PR #2064, opened 2026-05-02
Fix stale team-worker Stop task blocks

HaD0Yun:
## Summary
- gates team-worker Stop blocking on active worker states (`working` / `blocked`) instead of stale task assignment alone
- preserves Stop protection for workers actively working on non-terminal tasks
- adds regression coverage for terminal worker status with stale `current_task_id` / `assigned_tasks`

## Problem
Recent Stop-hook evidence showed `decision: "block"` responses repeatedly surfacing as failed Stop hooks when team workers retained stale assigned task ids. A worker could already be `done` / inactive while the task file still said `in_progress`, so the Stop hook kept treating stale assignment metadata as active work.

## Root cause
`buildTeamWorkerStopOutput(...)` built candidate task ids from `status.current_task_id` and `identity.assigned_tasks`, then blocked on any referenced non-terminal task. It did not first check whether the worker status itself was still active. That let stale worker/task synchronization produce an indefinite team-worker Stop block.

## What changed
- Added an explicit team-worker Stop active-state allowlist: `working`, `blocked`.
- `buildTeamWorkerStopOutput(...)` now returns no worker-specific Stop block when the worker status is terminal/inactive (`done`, `failed`, `draining`, `idle`, unknown/missing), even if stale task references remain.
- Updated existing active-task tests from `idle` to `working` so they continue proving real active work is blocked.
- Added a regression test for `state: "done"` + stale non-terminal task reference.

## Why this design
The Stop hook should block when the worker is actively accountable for non-terminal work, not when persisted assignment metadata is stale. Team-level Stop gating still remains available after worker-specific gating, so the leader/team lifecycle is not silently bypassed.

## Overlap assessment
**Follow-up.** PR #2061 addresses state-level Stop replay signature loops, and PR #1884 addressed identical team-worker Stop replay suppression. This PR covers the adjacent remaining stale worker-state synchronization case: stale assigned task ids should not create a worker-specific non-terminal-task Stop block once the worker status is terminal/inactive.

## Validation
- `npm run build`
- `node --test --test-name-pattern='team worker' dist/scripts/__tests__/codex-native-hook.test.js`
- `node --test --test-name-pattern='already terminal' dist/scripts/__tests__/codex-native-hook.test.js`
- `npx tsc --noEmit`
- `npm run check:no-unused`

## Risks / compatibility
- Active workers in `working` or `blocked` state still block on non-terminal tasks.
- Inactive/terminal worker Stop no longer emits the misleading worker-specific non-terminal-task block; active team-level Stop gating can still block if the team phase remains non-terminal.

## Changed files

## Target-base diff classification
Bug fix with real implementation delta.

### DIFF
--- a/src/scripts/__tests__/codex-native-hook.test.ts
+++ b/src/scripts/__tests__/codex-native-hook.test.ts
@@ -4087,7 +4087,7 @@ esac
         team_state_root: join(cwd, ".omx", "state"),
       });
       await writeJson(join(workerDir, "status.json"), {
-        state: "idle",
+        state: "working",
         current_task_id: "1",
         updated_at: new Date().toISOString(),
       });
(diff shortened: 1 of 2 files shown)


Yeachan-Heo (approved):
APPROVE

Merge-gate review summary:
- Verified scope with `origin/dev...HEAD`: only `src/scripts/codex-native-hook.ts` and `src/scripts/__tests__/codex-native-hook.test.ts` changed.
- `git diff --check origin/dev...HEAD`: pass.
- `gh pr checks 2064 --repo Yeachan-Heo/oh-my-codex --watch=false`: all required CI checks pass; PR Base Guidance is skipped.
- Focused diff review confirms the Stop hook now gates worker-specific task blocking on active worker states (`working` / `blocked`) before considering stale `current_task_id` / `assigned_tasks` task references.
- The PR preserves live non-terminal worker blocking: the active-task and replay tests now use `state: "working"`, first/fresh Stop attempts still block on `in_progress`, and a task status transition to `blocked` re-blocks.
- The new regression covers the stale case from the prior blocker: `state: "done"` with stale non-terminal task metadata no longer emits the worker-specific task block and falls back to team-level gating instead of falsely trapping the worker.

I do not see a merge-blocking false-positive or false-negative in this diff.
—

PR #2081, opened 2026-05-03
Preserve detached tmux sessions across SSH attach disconnects

pgagarinov:
Related: #2083 (closed; prior context, not an auto-close link)

## Summary
- preserve detached OMX tmux sessions when `attach-session` fails but `tmux has-session` confirms the session is still alive
- ignore external `SIGHUP` in the detached leader shell so SSH/client disconnects do not kill the Codex child
- keep rollback/direct fallback behavior when the detached session is actually gone, and keep the WSL attach-no-op fallback path distinct
- document the SSH/tmux reattach behavior in the README

## Validation
- [x] `npm run build`
- [x] `node --test dist/cli/__tests__/index.test.js dist/cli/__tests__/launch-fallback.test.js`
- [x] `npm run lint`
- [x] `git diff --check`

## Not-tested
- Full `npm test` completion in this attached OMX/tmux session. It was attempted, but local runtime environment interfered with unrelated tests: `question.test.js` opened a real tmux question UI, and inherited `OMX_TEAM_WORKER_LAUNCH_ARGS` changed expected team-worker reasoning defaults. The affected team assertions passed when that env override was removed.

## Notes
This is intentionally narrow launch lifecycle hardening: attach loss no longer implies session failure when tmux still reports the detached session exists.

### DIFF
--- a/README.md
+++ b/README.md
@@ -120,7 +120,9 @@ omx --madmax --high
 
 On macOS/Linux interactive terminals with `tmux` available, this starts the
 leader in OMX-managed detached tmux by default so the HUD/runtime panes can be
-created and recovered.
+created and recovered. If an SSH client or tmux attach command disconnects after
+startup while the managed session still exists, OMX leaves that detached session
+running; use `tmux ls` and `tmux attach-session -t <session>` to reattach.
 
 If you want a one-off launch with no OMX tmux/HUD management, use `--direct`:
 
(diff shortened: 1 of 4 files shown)


Yeachan-Heo:
Thanks for the PR. I’m going to close this rather than take it as-is.

The change touches launch/attach lifecycle semantics and shell signal handling, which is a high-risk workflow contract area for OMX. Without a maintainer-reviewed issue and a narrower reproduction/contract, we’re not going to merge this direction from a drive-by PR.

—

════════════════════

*DESCRIPTION OF THE TASK*. Above this task is a listing. Restate, word for word and with nothing added, the lines from the one with "--- a/README.md" through the one with "command disconnects after".

*RESPONSE FOR THIS EXERCISE*.
--- a/README.md
+++ b/README.md
@@ -120,7 +120,9 @@ omx --madmax --high
 
 On macOS/Linux interactive terminals with `tmux` available, this starts the
 leader in OMX-managed detached tmux by default so the HUD/runtime panes can be
-created and recovered.
+created and recovered. If an SSH client or tmux attach command disconnects after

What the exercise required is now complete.